**Work task**
Copy all lines of the listing that include the string "completion".

--- START ---

PR #5954, opened 2023-06-29
Allow filtering by release flags from fwupdtool and fwupdmgr

hughsie:
For instance, filtering on releases that have metadata trust and also have a trusted report can be done using:

    fwupdmgr get-releases --filter-release=trusted-metadata,trusted-report

...this also works when doing `fwupdmgr update --filter-release=trusted-report`

Type of pull request:

- [ ] Code fix
- [X] Feature
- [ ] Documentation

### DIFF
--- a/data/bash-completion/fwupdmgr
+++ b/data/bash-completion/fwupdmgr
@@ -67,6 +67,7 @@ _fwupdmgr_opts=(
 	'--show-all'
 	'--sign'
 	'--filter'
+	'--filter-release'
 	'--disable-ssl-strict'
 	'--ipfs'
 	'--json'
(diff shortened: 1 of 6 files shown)


hughsie:
@superm1 we could also export `gboolean fwupd_release_match_flags(FwupdRelease *rel, FwupdReleaseFlags include, FwupdReleaseFlags exclude)` and `GPtrArray *fwupd_release_array_filter_flags(GPtrArray *rels, FwupdReleaseFlags include, FwupdReleaseFlags exclude)` if you think that makes sense.

hughsie:
> we could also export

This tidied a lot of things up too. Comments very welcome on the method names.

superm1 (approved):

superm1:
I think it's great as is.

--- END ---

**Answer to the problem**
--- a/data/bash-completion/fwupdmgr
+++ b/data/bash-completion/fwupdmgr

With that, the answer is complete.